• YOUR OBJECTIVE
Which lines of the data below include the string "adds"? Return each of them.

** MATERIAL SUPPLIED follows **

PR #55, opened 2018-07-11
Use value receiver for MarshalJSON so we can marshal values

phritz:
This is a problem for go-cbor-ipld, see https://github.com/filecoin-project/go-filecoin/issues/626 and https://github.com/filecoin-project/go-filecoin/issues/599.


Stebalien:
We really *shouldn't* be using MarshalJSON (we should have explicit transforms between the JSON format and the CBOR format)... but we're doing this anyways.

PR #56, opened 2018-07-11
release marshal bugfix

phritz:
Fix in https://github.com/ipfs/go-cid/pull/55 on which this change depends. I'll merge that one first when approved so this change is only the release.

In service of https://github.com/filecoin-project/go-filecoin/issues/626


Stebalien:
Pushed release to master (gx is special).

PR #60, opened 2018-07-26
Create a new Encode method that is like StringOfBase but never errors 

kevina:
The idea is that we can just replace calls to `String()` with `Encode(base)`.  For this to work we need a method that will return meaningful results for all CIDs and never errors.

Used by https://github.com/ipfs/go-ipfs/pull/5289.

### DIFF
--- a/cid.go
+++ b/cid.go
@@ -338,6 +338,18 @@ func (c *Cid) StringOfBase(base mbase.Encoding) (string, error) {
 	}
 }
 
+// Format return the string representation of a Cid
+func (c *Cid) Format(base mbase.Encoder) string {
+	switch c.version {
+	case 0:
+		return c.hash.B58String()
+	case 1:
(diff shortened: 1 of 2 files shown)


cid.go
```diff
@@ -337,6 +337,19 @@ func (c *Cid) StringOfBase(base mbase.Encoding) (string, error) {
 	}
 }
 
+// Encode return the string representation of a Cid in a given base
+// when applicable
```
Stebalien: I'd definitely expand on the edge cases here. Other than that, I have no real objections if we end up needing this.

kevina:
@Stebalien this will end up being useful.  If we are going to push #71 though in the next couple of days I would like to get this in also.

Stebalien:
We should probably *also* deprecate `StringOfBase` eventually, but this is good for now.

PR #61, opened 2018-07-31
cid-fmt Enhancments

### LINKED ISSUE #41: Extract cid-fmt formatter out of main package so it can be used as a lib.

kevina:
Refactor and enhance cid-fmt and extract most of it from the main package so the functionality can be used as a library.

Closes #41.

### DIFF
--- a/cid.go
+++ b/cid.go
@@ -213,34 +213,47 @@ func Parse(v interface{}) (*Cid, error) {
 // starting with "Qm" are considered CidV0 and treated directly
 // as B58-encoded multihashes.
 func Decode(v string) (*Cid, error) {
-	_, cid, err := DecodeV2(v)
-	return cid, err
-}
-
-// DecodeV2 is like Decide but also returns the Multibase encoding the
-// Cid was encoded in.  EXPERIMENTAL and interface may change at any time.
-func DecodeV2(v string) (mbase.Encoding, *Cid, error) {
 	if len(v) < 2 {
-		return 0, nil, ErrCidTooShort
+		return nil, ErrCidTooShort
 	}
 
 	if len(v) == 46 && v[:2] == "Qm" {
 		hash, err := mh.FromB58String(v)
 		if err != nil {
-			return 0, nil, err
+			return nil, err
 		}
 
-		return mbase.Base58BTC, NewCidV0(hash), nil
+		return NewCidV0(hash), nil
 	}
 
-	base, data, err := mbase.Decode(v)
+	_, data, err := mbase.Decode(v)
 	if err != nil {
-		return 0, nil, err
+		return nil, err
 	}
 
-	cid, err := Cast(data)
+	return Cast(data)
+}
 
-	return base, cid, err
+// Extract the encoding from a Cid.  If Decode on the same string did
+// not return an error neither will this function.
+func ExtractEncoding(v string) (mbase.Encoding, error) {
+	if len(v) < 2 {
+		return -1, ErrCidTooShort
+	}
+
+	if len(v) == 46 && v[:2] == "Qm" {
+		return mbase.Base58BTC, nil
+	}
+
+	encoding := mbase.Encoding(v[0])
+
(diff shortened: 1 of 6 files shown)


kevina:
Note: It adds a new `Format` function that conflicts with the name currently used in #53.  However I think Format is a better name for this than for the new interface in #53.

However, I am also thinking that this `Format` function doesn't really belong in the main `cid` package and should be moved to a separate package perhaps called `cidutil` and located in the `util/` directory of `go-cid` (so it will be imported with `import cidutil "github.com/ipfs/go-cid/util`.

Thoughts?

kevina:
Note #60 should go in first.

kevina:
Blocked #64 as it will make part of this code cleaner.

kevina:
With the new `Format` interface renames to `Builder` this can go in as is now.

kevina:
@Stebalien I would like to get this in about the same time we get #53 in.

format.go
```diff
@@ -0,0 +1,151 @@
...
+
+(1) For CID version 0 the multibase must be base58btc and no prefix is
+used.  For Cid version 1 the multibase prefix is included.
+`
+
+// Format formats a cid according to the format specificer as
+// documented in the FormatRef constant
+func Format(fmtStr string, base mb.Encoding, cid *Cid) (string, error) {
+	p := cid.Prefix()
+	out := new(bytes.Buffer)
```
Stebalien: No need to allocate here. We can just put this on the stack. It even has a small internal 64byte buffer to avoid allocations when formatting small things.

format.go
```diff
@@ -0,0 +1,151 @@
...
+	if !ok {
+		return fmt.Sprintf("codec?%d", num)
+	}
+	return name
+}
+
+func hashToString(num uint64) string {
+	name, ok := mh.Codes[num]
+	if !ok {
+		return fmt.Sprintf("hash?%d", num)
```
Stebalien: Personally, for performance, I'd rewrite these helpers to write directly to the buffer (e.g., `fmtHash(b bytes.Buffer, num uint64)`). However, we can always revisit this if it becomes a performance issue (it won't be for the moment).

Stebalien:
LGTM. I have a few small suggestions but I'd be happy merging as is.

format.go
```diff
@@ -0,0 +1,151 @@
...
+   %S cid string encoded in base %b without multibase prefix
+   %P cid prefix: %v-%c-%h-%L
+
+(1) For CID version 0 the multibase must be base58btc and no prefix is
+used.  For Cid version 1 the multibase prefix is included.
+`
+
+// Format formats a cid according to the format specificer as
+// documented in the FormatRef constant
+func Format(fmtStr string, base mb.Encoding, cid *Cid) (string, error) {
```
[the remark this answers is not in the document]
kevina: I think that is an overkill. :)  A better model might be the time package.  I could make Format a method, but I also think something like this should not be port of the core Cid functionally and possible, at a later date, moved to an external package.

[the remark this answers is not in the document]
Stebalien: Yeah... probably.

cid.go
```diff
@@ -234,6 +234,28 @@ func Decode(v string) (*Cid, error) {
 	return Cast(data)
 }
 
+// Extract the encoding from a Cid.  If Decode on the same string did
+// not return an error neither will this function.
+func ExtractEncoding(v string) (mbase.Encoding, error) {
```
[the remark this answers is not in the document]
kevina: I did that at first.  The ExtractEncoding is useful when you just want the encoding and it is fairly efferent and should not allocate any heap memory so the cost of the extra function call should be negligible.

format.go
kevina: In most cases a string from the look table is returned.  Sprintf is only for the rare corner case when an encoding was used that is not in the table.

format.go
kevina: Okay fixed.

PR #62, opened 2018-08-01
Feature: support storing a value along with the Cid

hsanjuan:
This adds support for storing ordered-pairs (a tuple of 2 elements, being the
first one the Cid) in the set.

A VisitPair function allows the user to decide, based on the second element
of the pairs, when to replace the existing element on the set (as opposed to the `Visit()` function which only considers if it existed previously).

---

@Stebalien this should allow shortcutting branches when exploring with depth-limits in go-ipfs, by storing the depth and providing a custom visit function, without the need for a special set type or another library. The set works and can be used as before.

### DIFF
--- a/set.go
+++ b/set.go
@@ -2,18 +2,25 @@ package cid
 
 // Set is a implementation of a set of Cids, that is, a structure
 // to which holds a single copy of every Cids that is added to it.
+// It also works with pairs formed by a Cid and a user provided arbitrary
+// value.
 type Set struct {
-	set map[string]struct{}
+	set map[string]interface{}
 }
 
 // NewSet initializes and returns a new Set.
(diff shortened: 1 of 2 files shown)


hsanjuan:
I'd say it's a set of pairs with a custom visit function. It allows doing just what you proposed by passing a custom function.

Do you want the new type in a new repo? or here? It will need to be used in several modules (like `*cid.Set` which will replace). And how would you name it?

hsanjuan:
Ah, I guess you actually mean to do things directly with a plain map where needed and replace *cid.Set.

Stebalien:
> Ah, I guess you actually mean to do things directly with a plain map where needed and replace *cid.Set.

I think that'll be more readable but I may be wrong.

PR #66, opened 2018-08-06
WIP: Store multibase prefix with CID

kevina:
The CID spec defines the multibase as part of the CID, yet we do not store it anywhere.

This fixes that,  It also creates a variable to change the default base for CIDv1.

This should make preserving the base of a CID a lot less painful for command like `ipfs resolve` and `ipfs pin add` or any command that takes a CID from the user.

Simplifier version of #64.

### DIFF
--- a/cid-fmt/main.go
+++ b/cid-fmt/main.go
@@ -137,8 +137,7 @@ func decode(v string) (mb.Encoding, *c.Cid, error) {
 	if err != nil {
 		return -1, cid, err
 	}
-	enc, _ := cid.Base()
-	return enc.Encoding(), cid, err
+	return cid.Base().Encoding(), cid, err
 }
 
 const ERR_STR = "!ERROR!"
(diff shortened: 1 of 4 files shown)


Stebalien:
So, CIDs always use a multibase *in text*. The spec has always been a bit unclear on this subject but I'd be strongly against any attempt to carry the multibase along with a CID. That mixes data with representation a bit too much for my tastes.

Ideally, on the command line, we'd:

1. Accept *any* multibase.
2. Return the multibase requested by the user.

kevina:
@Stebalien this doesn't need to go in right away.  Can we hold off on making a quick judgement.  I will right a full proposal (with several) alternatives on how to handle multibases later today.

kevina:
See https://github.com/ipfs/go-ipfs/issues/5349 solution 2 for the motivation for this change.

PR #69, opened 2018-08-17
Extract non-core functionality from go-cid into go-cidutil

### LINKED ISSUE #68: Extract non-core functionaly into new package
`go-cid` is used by any package that does anything IPFS or IPLD related.  we should probably move non-core functionally into a new package to avoid having to update so many packages when non-core functionality changes.

Code in the following packages should likely be moved:
  * `set.go` and tests
  * `format.go` and tests
  * Everything in `cid-fmt/`.

kevina:
Closes #68


kevina:
@Stebalien 

Before we merge and propitiate this let get https://github.com/ipfs/go-cidutil/pull/4.

The gx publish is pinned on one of my personal ipfs nodes and was required to properly test the extraction to `go-cidutil`.

PR #70, opened 2018-08-24
cid implementation roundup

warpfork:
It's been discussed in several issues and PRs already that we might want to explore various ways of implementing CIDs for maximum performance and ease-of-use because they show up extremely often.  Current CIDs are pointers, which generally speaking means you can't get one without a malloc; and also, they're not particularly well-suited for use in map keys.

This branch is to attempt to consolidate all the proposals so far  (https://github.com/ipfs/go-cid/issues/38, https://github.com/ipfs/go-cid/pull/64, https://github.com/ipfs/go-cid/pull/47, more?) -- and do so in a single branch which can be checked out and contains all the proposals at once, because this will make it easy to do benchmarks and compare all of the various ways we could implement this in one place (and also easier for humans to track what the latest of each proposal is, since they're all in one place).  (I ended up re-writing much of it because some of the existing work was a pain to cherry-pick apart, either because it was stale and had conflicts with latest master or because it mixed other topics like multibase, but this *does* borrow heavily from @dignifiedquire and @kevina 's code on the other branches.)

There are two/three major implementations here: one as struct (familiar), one as typedef of string, and one as an interface (implemented by the other two).

I composed a README.md with a summary of what I learned.  Some of it became obvious just from thrashing the code around; some of it is supported with benchmarks (also included in the diff).

There's no attempt here to change the implementation of multihash... however, it's likely that doing so could further shift some of the performance numbers quite a bit.  Skim the alloc counts in the benchmarks for impressions.

This whole hullabaloo is compartmentalized under a `_rsrch` directory... which means it won't typically be built or tested by e.g. `go test ./...` unless you're already in the `_rsrch` directory.  It also does not change any of the existing packages.  Therefore, it is completely safe to merge to master as sheer documentation of our research, even if we choose not to pursue any of these refactors at this time.

Hopefully this is good further food for thought and can be iterated on to get us closer to a committal choice about this stuff.  (Or at least merged as research, rather than abandoned to drift as an out-of-sync branch.  I dunno if you can tell, but those are my least favorite thing.)

### DIFF
--- a/_rsrch/cidiface/README.md
+++ b/_rsrch/cidiface/README.md
@@ -3,10 +3,7 @@ What golang Kinds work best to implement CIDs?
 
 There are many possible ways to implement CIDs.  This package explores them.
 
-- Option A: CIDs as a struct; multihash as bytes.
-- Option B: CIDs as a string.
-- Option C: CIDs as an interface with multiple implementors.
-- Option D: CIDs as a struct; multihash also as a struct or string.
+### criteria
 
 There's a couple different criteria to consider:
 
@@ -20,6 +17,34 @@ mapkeys > minalloc > anythingelse.
 representation that can work natively as a map key, we'll end up needing
 a `KeyRepr()` method which gives us something that does work as a map key,
 an that will almost certainly involve a malloc itself.)
+
+### options
+
+There are quite a few different ways to go:
+
+- Option A: CIDs as a struct; multihash as bytes.
+- Option B: CIDs as a string.
+- Option C: CIDs as an interface with multiple implementors.
+- Option D: CIDs as a struct; multihash also as a struct or string.
+- Option E: CIDs as a struct; content as strings plus offsets.
+
+The current approach on the master branch is Option A.
+
+Option D is distinctive from Option A because multihash as bytes transitively
+causes the CID struct to be non-comparible and thus not suitable for map keys
+as per https://golang.org/ref/spec#KeyType .  (It's also a bit more work to
+pursue Option D because it's just a bigger splash radius of change; but also,
+something we might also want to do soon, because we *do* also have these same
+map-key-usability concerns with multihash alone.)
+
+Option E is distinctive from Option D because Option E would always maintain
+the binary format of the cid internally, and so could yield it again without
+malloc, while still potentially having faster access to components than
+Option B since it wouldn't need to re-parse varints to access later fields.
+
+Option C is the avoid-choices choice, but note that interfaces are not free;
+since "minimize mallocs" is one of our major goals, we cannot use interfaces
+whimsically.
 
 
 Discoveries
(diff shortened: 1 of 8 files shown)


warpfork:
As a result of this, I'm mostly coming around to being a pretty vigorous advocate for `type Cid string`.

It might be nice to have a `type CidInterface interface{...}` at the same time... but its usage should be minimized.  In particular, I think `map[CidInterface]*` is a *really* bad idea and should be avoided at all costs.  (`func CanonicalizeCid(CidInterface) Cid` would be a fine thing to have, though.)

kevina:
> In particular, I think map[CidInterface]* is a really bad idea and should be avoided at all costs. 

I agree and it was never my intention to propose such usage.  That is what CidString is for.  It is an implementation of a Cid as a string for use in interfaces.

Stebalien:
Let's do it!

kevina:
@Stebalien 

> Let's do it!

What?

I would like a chance to review these benchmarks.  There where several things about @dignifiedquire that I did not like and changed when I implemented my version of it in #65. We do not have to go with an interface, but I would like my changes to the String representation to go in.

We should _really_ also change Multihash to be a string if a Cid is string, otherwise we we be creating a lot of needless alloc.  We should also consider enhancing the multibase interface to (in addition) provide functions that take a string so that we can avoid an alloc there, but I see that as a lower priority.

I would be happy to take charge of this.

kevina:
> Which changes?

There in #65.  I separate out the String stuff from just the interface stuff.

Stebalien:
Ah, carrying the multibase with the Cid? I've commented on that PR. I understand that it's *a* solution to the CID base issue but I'm far from convinced that it's the right one (or even a palatable one).

kevina:
> Ah, carrying the multibase with the Cid? I've commented on that PR. I understand that it's a solution to the CID base issue but I'm far from convinced that it's the right one (or even a palatable one).

I will create a new P.R. with _just_ the string stuff, stay tuned....

kevina:
@warpfork I would be interested in how much the extra allocations cost us when we have to get the multihash in the string implementation.  Also see #71 which is a continuation and optimization of #47.  In particular it avoids an alloc when calling Type() which could be significant depending on how the Cid is used.

warpfork:
Okay, so I'm gonna get ready to hit the merge button.  Reminder, from a purely workflow management perspective, the goal in this PR was to *make something mergeable* which does not need to be the full final solution -- note the absolute lack of change in the main package -- and can also be kept in history as research notes for why we choose what we do.  It shouldn't make merge conflicts with anything else in progress either.

P.S. yeah the uvarint impl speciated for strings in  #71... :+1: I bet that's going to be impactful.  I didn't write benchmarks here yet either for how much so, but there's no way evading the byte slice conversion there isn't gonna be helpful.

** End of MATERIAL SUPPLIED **

• EXERCISE ANSWER
Note: It adds a new `Format` function that conflicts with the name currently used in #53.  However I think Format is a better name for this than for the new interface in #53.
This adds support for storing ordered-pairs (a tuple of 2 elements, being the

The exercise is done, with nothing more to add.